I’m Nazim, founders of Koinju.io and I wanted to share here an exploratory option we opened very recently: providing access to our database, which contains all cryptocurrency market data, via SQL. REST give access for direct retrieval but we're thinking more and more that SQL access for analytical work over a unified crypto market data layer could be of something because of llms.
This was partly triggered by Didier Lopes, ceo of OpenBB recent essay on financial firms owning the infrastructure where financial work happens (https://www.linkedin.com/pulse/how-did-we-end-up-here-didier-rodrigues-lopes-hgeqe/ ), especially the runtime where workflows execute and AI inference happens.
Most data APIs were designed for software that already knows what it wants. Call an endpoint, get JSON, parse it, compute somewhere else. That model worked great and still works great. But I’m not sure it maps well to llm-driven workflows, especially with big data.
A language model can call APIs /read JSON or write python to do so (claude code can force json output). But that does not mean the model is efficient in ingesting, reshaping, joining, aggregating, validating, or reasoning over large structured datasets through tokenized rows. At small scale, it fit within context limit. At large scale, it becomes complexe and small details may disappear silently, as if they were outliers...
So the thesis we are testing is: For big datasets, the AI-facing primitive should be switched from “return json” to execute a bounded, inspectable operation over the dataset”, something that you could plan, replay and even trace precisely. In that case, the llm endorse the role of a planner/controller. It should be able to inspect schemas, understand constraints, express an operation, check limits or even ASTs, run the computation through an execution layer, and then reason over a compact typed result.
So SQL is our current attempt at that layer.

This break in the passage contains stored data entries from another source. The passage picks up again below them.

PR #7052, opened 2022-09-16
libexpr/fetchurl.nix: allow __impure fetch

amjoseph-nixpkgs:
This commit adds an optional `__impure` parameter to fetchurl.nix, which allows the caller to use `libfetcher`'s fetcher in an impure derivation.  This allows nixpkgs' patch-normalizing fetcher (fetchpatch) to be rewritten to use nix's internal fetchurl, thereby eliminating the awkward "you can't use fetchpatch here" banners scattered all over the place.

See also: https://github.com/NixOS/nixpkgs/pull/188587

### DIFF
--- a/src/libexpr/fetchurl.nix
+++ b/src/libexpr/fetchurl.nix
@@ -12,7 +12,7 @@
 , executable ? false
 , unpack ? false
 , name ? baseNameOf (toString url)
-, __impure ? false
+, impure ? false
 }:
 
 derivation ({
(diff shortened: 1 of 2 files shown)


src/libexpr/fetchurl.nix
```diff
@@ -12,13 +12,13 @@
 , executable ? false
 , unpack ? false
 , name ? baseNameOf (toString url)
+, __impure ? false
```
edolstra, line 15:
```suggestion
, impure ? false
```

The `__` prefix is appropriate for builtins like `derivation` to prevent them from clashing with user attributes, but that's not a danger here.

edolstra:
Can you add this to the release notes?

Issue #7064, opened 2022-09-19
Error: schema is corrupt


squalus:
**Describe the bug**

I have seen multiple cases of "schema is corrupt" error messages in a production environment. This tends to happen on NixOS systems that have unexpected power cuts.

```
$ nix store verify --all
error: '/mnt/nix/var/nix/db/schema' is corrupt
```

In this case, it's an ext4 file system and the schema file is empty.

**Steps To Reproduce**

I have a minimal test case that simulates a power cut with NixOS tests and reproduces the problem here: https://github.com/squalus/nix-durability-tests. It can be run on several different file system.

```
nix -L build github:squalus/nix-durability-tests#corrupt-schema-tests.xfs
```

This will hopefully print a "schema is corrupt" error message.

**Expected behavior**

The schema file should never be invalid, even if there's an unexpected power cut.

**`nix-env --version` output**
`nix-env (Nix) 2.8.1`

**Additional context**

Some possible causes:

  1. Errors from `close(2)` are ignored in `nix::writeFile`. (From `man close`: Failing to check the return value when closing a file may lead to silent loss of data.)
  2. `fsync(2)` is not run on the file after writing the contents. This means the data may not be fully flushed to disk.
  3. `fsync(2)` is not run on the parent directory after closing the file. This means the directory may have outdated contents. (This wouldn't cause an empty file, but it could cause a mismatch. I haven't yet observed this problem.)
  4. The file is not written atomically. It could instead be written with a temporary file and a call to `rename(2)`, like in https://github.com/google/renameio.

Point 2 was addressed in this PR, but it was never merged: https://github.com/NixOS/nix/pull/1956

squalus:
#7065 takes care of 1-3, but I'll keep this open because the atomic file write (point 4) could still be done to improve this.

PR #7065, opened 2022-09-19
Improve durability of schema version file writes

squalus:
This makes some durability improvements to the schema version file writes and fixes the "schema is corrupt" errors from the test case described in #7064.

I haven't tested on Darwin yet.

- call close explicitly in writeFile to prevent the close exception from being ignored
- fsync after writing schema file to flush data to disk
- fsync schema file parent to flush metadata to disk

### DIFF
--- a/src/libstore/local-store.cc
+++ b/src/libstore/local-store.cc
@@ -158,7 +158,7 @@ void migrateCASchema(SQLite& db, Path schemaPath, AutoCloseFD& lockFd)
             txn.commit();
         }
 
-        writeFile(schemaPath, fmt("%d", nixCASchemaVersion));
+        writeFile(schemaPath, fmt("%d", nixCASchemaVersion), 0666, true);
         lockFile(lockFd.get(), ltRead, true);
     }
 }
@@ -281,7 +281,7 @@ LocalStore::LocalStore(const Params & params)
     else if (curSchema == 0) { /* new store */
         curSchema = nixSchemaVersion;
         openDB(*state, true);
-        writeFile(schemaPath, (format("%1%") % nixSchemaVersion).str());
+        writeFile(schemaPath, (format("%1%") % nixSchemaVersion).str(), 0666, true);
     }
 
     else if (curSchema < nixSchemaVersion) {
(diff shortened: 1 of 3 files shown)


src/libutil/util.cc
```diff
@@ -364,10 +364,13 @@ void writeFile(const Path & path, std::string_view s, mode_t mode)
         e.addTrace({}, "writing file '%1%'", path);
         throw;
     }
+    if (sync)
+        fd.fsync();
+    fd.close();
```
thufschmitt, line 369: I thinks that's worth a comment explaining why it's explicitly closed

src/libstore/local-store.cc
```diff
@@ -158,7 +158,8 @@ void migrateCASchema(SQLite& db, Path schemaPath, AutoCloseFD& lockFd)
             txn.commit();
         }
 
-        writeFile(schemaPath, fmt("%d", nixCASchemaVersion));
+        writeFile(schemaPath, fmt("%d", nixCASchemaVersion), 0666, true);
+        syncParent(schemaPath);
```
thufschmitt, line 162: Shouldn't that be done automatically by `writeFile` when `sync` is set to true instead?

thufschmitt (changes requested):
Thanks,

A couple small suggestions but looks good overall.

Note that the CI is failing on darwin (doesn't like `F_FULLSYNC`. Maybe a missing `#include`?)

src/libstore/local-store.cc
squalus: That makes sense. Changed `writeFile` to call `syncParent`.

src/libutil/util.cc
squalus: Added an extra comment here.

squalus:
> Note that the CI is failing on darwin (doesn't like `F_FULLSYNC`. Maybe a missing `#include`?)

Oops, it's `F_FULLFSYNC`. Fixed the typo and tested a build on Darwin.

thufschmitt (approved):
Great, thanks :)

PR #7070, opened 2022-09-20
nix repl: warn if creating dir for history fails

alyssais:
The history is not critical to the functionality of nix repl, so it's enough to warn here, rather than refuse to start if the directory Nix thinks the history should live in can't be created.


thufschmitt (approved):
Indeed, no reason to fail here. Thanks!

This is really not new :-) not even magically “AI-native”. But it is explicit, inspectable, composable, and executable close to the data. REST still makes sense for simple retrieval. But for analytical questions over large market datasets, JSON pagination feels like the wrong unit of work.
And there is also a governance question here: In financial sector, many firms do not want their entire workflow to move into a vendor’s black-box interface. That seems right. Internal context, permissions, model policy, audit logs, and decision workflows should probably live in the firm env, of course. But that does not necessarily mean every external dataset should be copied locally before any question can be asked.
Maybe the better boundary is: -the firm owns the workflow and inference runtime -the data provider exposes a controlled execution surface, -the llm issues bounded operations, -the query engine performs the actual computation -result comes back
I’m interested in any feedback from people working on stuff like that, market data, quant research, analytics... The questions I’m trying to answer: -What is the right interface today for an llm working with bigdata? -Should the model operate on raw, JSON, schemas, SQL, typed tools, semantic layers, or something else? -Where should the boundary be between customer-owned runtime and provider-side data execution?
How should query limits, cost previews, dry runs, permissions, and audit logs work when the caller might be an agent?
I’m not looking only for validation. If the answer is “don’t invent a new AI category; just provide clean data, stable schemas, SQL, docs, and predictable limits”, that would also be useful.